= Thorkild Bjørnvig =

Danish writer

Thorkild Strange Bjørnvig (/da/; 2 February 1918, Aarhus, Denmark – 5 March 2004, Samsø) was a Danish author and poet.

== Overview ==
Bjørnvig studied literature at the University of Aarhus and his prize winning MA thesis (1947) was about Rainer Maria Rilke, whose works he later translated into Danish. With Bjørn Poulsen he founded the literary journal Heretica, as a reaction against the modernist and realist wave in Danish literature, that had prevailed in the years before the Second World War. Bjørnvig also edited the first two volumes of the magazine. Heretica was largely inspired by the British periodical The Criterion by T. S. Eliot and was published from 1948–1953, promoting writers such as Frank Jæger, Jørgen Gustava Brandt, Benny Andersen and Per Højholt.

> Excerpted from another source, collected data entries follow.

Issue #12435, opened 2022-03-06
[androiddebugbridge] discovery for non firestick devices is broken


GiviMAD:
Device discovery for normal android devices was broken.

@cweitkamp I didn't understand some changes you did there.
You try to use the interface macAddress as if it was the device Mac address. (also the conversion from bytes to string was wrong).
Apart from that I don't see the use of the Mac address as a reliable identifier. Maybe I'm wrong but you could have different Mac address in your different interfaces so this is not a valid identifier. 

I will revert to use the device serial number as identifier, which will require to connect through adb from the mdns discovery service. But this is the only way I think both discovery methods could behave fine together. Also will ensure you have enabled adb before consider the thing discovered.

Let me know your thoughts.

PR #12438, opened 2022-03-06
[androiddebugbridge] add start intent channel

GiviMAD:

This pr add a new channel for start application intents.
Also fixes the discovery and revert to use the device serial number as identifier on both discovery methods.


GiviMAD:
related to https://github.com/openhab/openhab-addons/issues/12435

jaywiseman:
I'm using this version of the binding.

https://docs.smarthomej.org/3.2.12-SNAPSHOT/org.smarthomej.binding.androiddebugbridge.html

This version has the Intent channel defined already.

I have these items working with the binding I'm referencing above.

https://community.openhab.org/t/android-debug-binding-adb-notes-for-others/133777

Best, Jay

lsiepel:
Did a quick scan for this PR. Usually it is preferred to seperate bug and enhancements PR. Anyway, did you get in contact with previous contributer that changed the identifier for discovery?

GiviMAD:
@lsiepel, yes he is one of the reviewers also I mentioned him in the issue, and for the reference I'm the original contributor.

I was working on the new channel when I discovered the issue so I fixed it to been able to tested it.

GiviMAD:
@jaywiseman I have no clue, I don't think it will work without changes.

GiviMAD:
@cweitkamp did you have a change to look at this?
We can take a different path and use the ip as identifier if you think that connect through add from the discovery is too aggressive.

cweitkamp:
Sry for my late reply. As I already stated in https://github.com/openhab/openhab-addons/pull/11881#discussion_r776251787 for me it looks like the Mac address is the only unique identifier available in both discovery service implementations.

The mDNS discovery in general does not require to enable usb debugging in general as requested in the documentation. Imo your approach will fail to discover a new device as long as this requirement is not given. The question now is if we want to restrict the discovery results to rely on this setting or not.

May I ask you to slit this PR into two separate ones? One for the discovery issue and one for the enhancement to add the new channel. Thanks.

GiviMAD:
Sorry but I can’t agree @cweitkamp.

  First of all we don’t have the mac address in both discovery methods, the way currently implemented on the normal discovery is totally wrong and I couldn’t find an easy way to get it, also the serial number used util that pr seems the best option and with this changes is available on both sides.
  
    Also currently we have broken a rudimentary but functional discovery that works for all android devices, just for adding one for discover FireTV devices, which is not the only target of this binding, so for me it’s more a problem right now, so if we could not find a good solution quickly I think its better to remove the new discovery method and implemented it again when we know how to do without break the current one.  
    
    And finally as I said before I have added the fix to this pr because I discovered it was broken at that moment, I can move it to a separate one if is needed, but seems like and extra work for me and I really don’t see the point as the pr is not huge.

GiviMAD:
Removed all discovery related changes. 
So the problem with the discovery remains open as the MAC address is not available in the adb discovery method.

bundles/org.openhab.binding.androiddebugbridge/README.md
```diff
@@ -101,6 +102,16 @@ Please note that events could fail if the input method is removed, for example i
 | wake-lock            | Number | Power wake lock value                                                                                                         |
 | screen-state         | Switch | Screen power state                                                                                                            |
 
+#### Start Intent
+
+This channel allows to call am start, the sintax por it is:
```
jlaur, line 107: Some typos here.

bundles/org.openhab.binding.androiddebugbridge/README.md
```diff
@@ -101,6 +102,16 @@ Please note that events could fail if the input method is removed, for example i
...
+<package/activity>||<<arg name>> <arg value>||...
+
+This is a sample:
+com.netflix.ninja/.MainActivity||<a>android.intent.action.VIEW||<d>netflix://title/80025384||<f>0x10000020||<es>amzn_deeplink_data 80025384
+
+Not all the (arguments)[https://developer.android.com/studio/command-line/adb#IntentSpec] are supported, open an issue or pr if you need more.
```
jlaur, line 113:
```suggestion
Not all the (arguments)[https://developer.android.com/studio/command-line/adb#IntentSpec] are supported. Please open an issue or pull request if you need more.
```

bundles/org.openhab.binding.androiddebugbridge/src/main/java/org/openhab/binding/androiddebugbridge/internal/AndroidDebugBridgeDevice.java
```diff
@@ -299,7 +304,8 @@ public String getSerialNo() throws AndroidDebugBridgeDeviceException, Interrupte
 
     public String getMacAddress() throws AndroidDebugBridgeDeviceException, InterruptedException,
             AndroidDebugBridgeDeviceReadException, TimeoutException, ExecutionException {
-        return getDeviceProp("ro.boot.wifimacaddr").toLowerCase();
+        var mac = runAdbShell("cat", "/sys/class/net/wlan0/address").replace("\n", "").replace("\r", "");
+        return mac;
```
jlaur, line 308:
```suggestion
        return runAdbShell("cat", "/sys/class/net/wlan0/address").replace("\n", "").replace("\r", "");
```

bundles/org.openhab.binding.androiddebugbridge/src/main/java/org/openhab/binding/androiddebugbridge/internal/AndroidDebugBridgeDevice.java
```diff
@@ -374,6 +380,225 @@ public void powerOffDevice()
         }
     }
 
+    public void startIntent(String command) throws NumberFormatException, AndroidDebugBridgeDeviceException,
+            ExecutionException, InterruptedException, TimeoutException {
+        String[] commandParts = command.split("\\|\\|");
+        String targetPackage = commandParts[0];
+        var targetPackageParts = targetPackage.split("/");
+        var packageName = targetPackageParts[0];
+        var activityName = targetPackageParts[1];
```
jlaur, line 389: Possible `ArrayIndexOutOfBoundsException` here?

bundles/org.openhab.binding.androiddebugbridge/src/main/java/org/openhab/binding/androiddebugbridge/internal/AndroidDebugBridgeDevice.java
```diff
@@ -374,6 +380,225 @@ public void powerOffDevice()
...
+                logger.warn("{} is not a valid package name", packageName);
+                return;
+            }
+            if (!SECURE_SHELL_INPUT_PATTERN.matcher(activityName).matches()) {
+                logger.warn("{} is not a valid activity name", activityName);
+                return;
+            }
+        } else {
+            throw new AndroidDebugBridgeDeviceException("Invalid target package " + targetPackage);
+        }
```
jlaur, line 406: Maybe this could be slightly rewritten for simplification and to avoid redundancy. Something like:

```
if (targetPackageParts.length > 2) {
    throw new AndroidDebugBridgeDeviceException("Invalid target package " + targetPackage);
}
if (!PACKAGE_NAME_PATTERN.matcher(packageName).matches()) {
    logger.warn("{} is not a valid package name", packageName);
    return;
}
if (targetPackageParts.length == 2 && !SECURE_SHELL_INPUT_PATTERN.matcher(activityName).matches()) {
    logger.warn("{} is not a valid activity name", activityName);
    return;
}
```

bundles/org.openhab.binding.androiddebugbridge/src/main/resources/OH-INF/thing/thing-types.xml
```diff
@@ -447,4 +448,10 @@
 		<state readOnly="true"/>
 	</channel-type>
 
+	<channel-type id="start-intent-channel" advanced="true">
+		<item-type>String</item-type>
+		<label>Start Intent</label>
+		<description>Start application intent</description>
+	</channel-type>
```
jlaur, line 455: New texts, so i18n strings needs to be added.

jlaur (changes requested):
Thanks for the PR. I have made a few minor comments.

bundles/org.openhab.binding.androiddebugbridge/src/main/java/org/openhab/binding/androiddebugbridge/internal/AndroidDebugBridgeDevice.java
GiviMAD: That's right, thank you!
Should be fixed with the new changes.

bundles/org.openhab.binding.androiddebugbridge/src/main/java/org/openhab/binding/androiddebugbridge/internal/AndroidDebugBridgeDevice.java
```diff
@@ -374,6 +379,220 @@ public void powerOffDevice()
         }
     }
 
+    public void startIntent(String command) throws NumberFormatException, AndroidDebugBridgeDeviceException,
```
lolodomo, line 382: Take care, the method `handleCommandInternal` could then throw NumberFormatException which is not caught by the method handleCommand

bundles/org.openhab.binding.androiddebugbridge/src/main/java/org/openhab/binding/androiddebugbridge/internal/AndroidDebugBridgeDevice.java
```diff
@@ -374,6 +379,220 @@ public void powerOffDevice()
...
+                    flags = argValue;
+                    break;
+                case "<e>":
+                case "<es>":
+                    valueParts = argValue.split(" ");
+                    if (!SECURE_SHELL_INPUT_PATTERN.matcher(valueParts[0]).matches()) {
+                        logger.warn("{}, insecure input value", valueParts[0]);
+                        return;
+                    }
+                    if (!SECURE_SHELL_INPUT_PATTERN.matcher(valueParts[1]).matches()) {
```
lolodomo, line 482: You should check that `valueParts` has at least two elements

bundles/org.openhab.binding.androiddebugbridge/src/main/java/org/openhab/binding/androiddebugbridge/internal/AndroidDebugBridgeDevice.java
```diff
@@ -374,6 +379,220 @@ public void powerOffDevice()
...
+                    }
+                    extraStrings.put(valueParts[0], valueParts[1]);
+                    break;
+                case "<ez>":
+                    valueParts = argValue.split(" ");
+                    if (!SECURE_SHELL_INPUT_PATTERN.matcher(valueParts[0]).matches()) {
+                        logger.warn("{}, insecure input value", valueParts[0]);
+                        return;
+                    }
+                    if (!SECURE_SHELL_INPUT_PATTERN.matcher(valueParts[1]).matches()) {
```
lolodomo, line 494: You should check that `valueParts` has at least two elements

bundles/org.openhab.binding.androiddebugbridge/src/main/java/org/openhab/binding/androiddebugbridge/internal/AndroidDebugBridgeDevice.java
```diff
@@ -374,6 +379,220 @@ public void powerOffDevice()
...
+                    }
+                    extraBooleans.put(valueParts[0], Boolean.parseBoolean(valueParts[1]));
+                    break;
+                case "<ei>":
+                    valueParts = argValue.split(" ");
+                    if (!SECURE_SHELL_INPUT_PATTERN.matcher(valueParts[0]).matches()) {
+                        logger.warn("{}, insecure input value", valueParts[0]);
+                        return;
+                    }
+                    if (!SECURE_SHELL_INPUT_PATTERN.matcher(valueParts[1]).matches()) {
```
lolodomo, line 506: You should check that `valueParts` has at least two elements

bundles/org.openhab.binding.androiddebugbridge/src/main/java/org/openhab/binding/androiddebugbridge/internal/AndroidDebugBridgeDevice.java
```diff
@@ -374,6 +379,220 @@ public void powerOffDevice()
...
+                    }
+                    extraIntegers.put(valueParts[0], Integer.parseInt(valueParts[1]));
+                    break;
+                case "<el>":
+                    valueParts = argValue.split(" ");
+                    if (!SECURE_SHELL_INPUT_PATTERN.matcher(valueParts[0]).matches()) {
+                        logger.warn("{}, insecure input value", valueParts[0]);
+                        return;
+                    }
+                    if (!SECURE_SHELL_INPUT_PATTERN.matcher(valueParts[1]).matches()) {
```
lolodomo, line 518: You should check that `valueParts` has at least two elements

bundles/org.openhab.binding.androiddebugbridge/src/main/java/org/openhab/binding/androiddebugbridge/internal/AndroidDebugBridgeDevice.java
```diff
@@ -374,6 +379,220 @@ public void powerOffDevice()
...
+                    }
+                    extraLongs.put(valueParts[0], Long.parseLong(valueParts[1]));
+                    break;
+                case "<ef>":
+                    valueParts = argValue.split(" ");
+                    if (!SECURE_SHELL_INPUT_PATTERN.matcher(valueParts[0]).matches()) {
+                        logger.warn("{}, insecure input value", valueParts[0]);
+                        return;
+                    }
+                    if (!SECURE_SHELL_INPUT_PATTERN.matcher(valueParts[1]).matches()) {
```
lolodomo, line 530: You should check that `valueParts` has at least two elements

lolodomo (changes requested):

lolodomo:
@GiviMAD : there is not too much to do so that I can merge your PR.

GiviMAD:
> @GiviMAD : there is not too much to do so that I can merge your PR.

Sorry, almost forgot about it, I was messing around trying other things. Thanks for pinging me, I'll go for it.

lolodomo (approved):
LGTM

lolodomo:
@jlaur : is it ok for you (as you reviewed this PR without approving it) ?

Among his poetry collections are Stjærnen bag Gavlen (1947), Anubis (1955), Figur og Ild (1959), Ravnen (1968) Morgenmørke (1977), Gennem regnbuen (1987) og Siv, vand og måne (1993). He also published essays about Danish and international authors such as Frank Jæger, Sophus Claussen, Rilke and Edgar Allan Poe.

In a series of autobiographical books, he described his complicated friendship with Karen Blixen from 1948 to 1955 (Pagten, 1974), his childhood (Solens have og skolegården, 1983; Hjørnestuen og månehavet, 1984) and his time as a student during and after World War II (Jordens hjerte, 1986; Ønsket, 1987).

In 2006, the title poem from Bjørnvig's 1955 collection of poems Anubis became part of the Danish Culture Canon of literature.

==Biography==
Thorkild Strange Bjørnvig grew up in Mejlgade in Aarhus as the son of factory inspector Theodor Frese Pedersen Bjørnvig and his wife Adda Thomine Hammel Jensen. He graduated from Aarhus Katedralskole in 1938, after which he became a student of literary science at Aarhus University. In 1964 he attained a doctorates degree at the same university.

From 1973 onwards, Thorkild Bjørnvig lived on the island of Samsø.

==Bibliography==
- Stjærnen bag gavlen. Gyldendal 1947.
- Martin A. Hansens digtning. 1949.
- Anubis. Poems. Gyldendal 1955.
- Figur og ild. Poems. Gyldendal 1959.
- Begyndelsen. Essays. 1960.
- Vibrationer. Gyldendal 1966.
- Ravnen. Gyldendal 1968.
- Pagten. Mit venskab med Karen Blixen. 1974.
- Delfinen. Miljødigte 1970-75. Gyldendal 1975.
- Stoffets krystalhav. 1975.
- Morgenmørke. Digte. 1977.
- Også for naturens skyld. Ecological essays. 1978.
- Gennem regnbuen. 1987.
- Den følende planet. Seven essays 1959-86. 1988.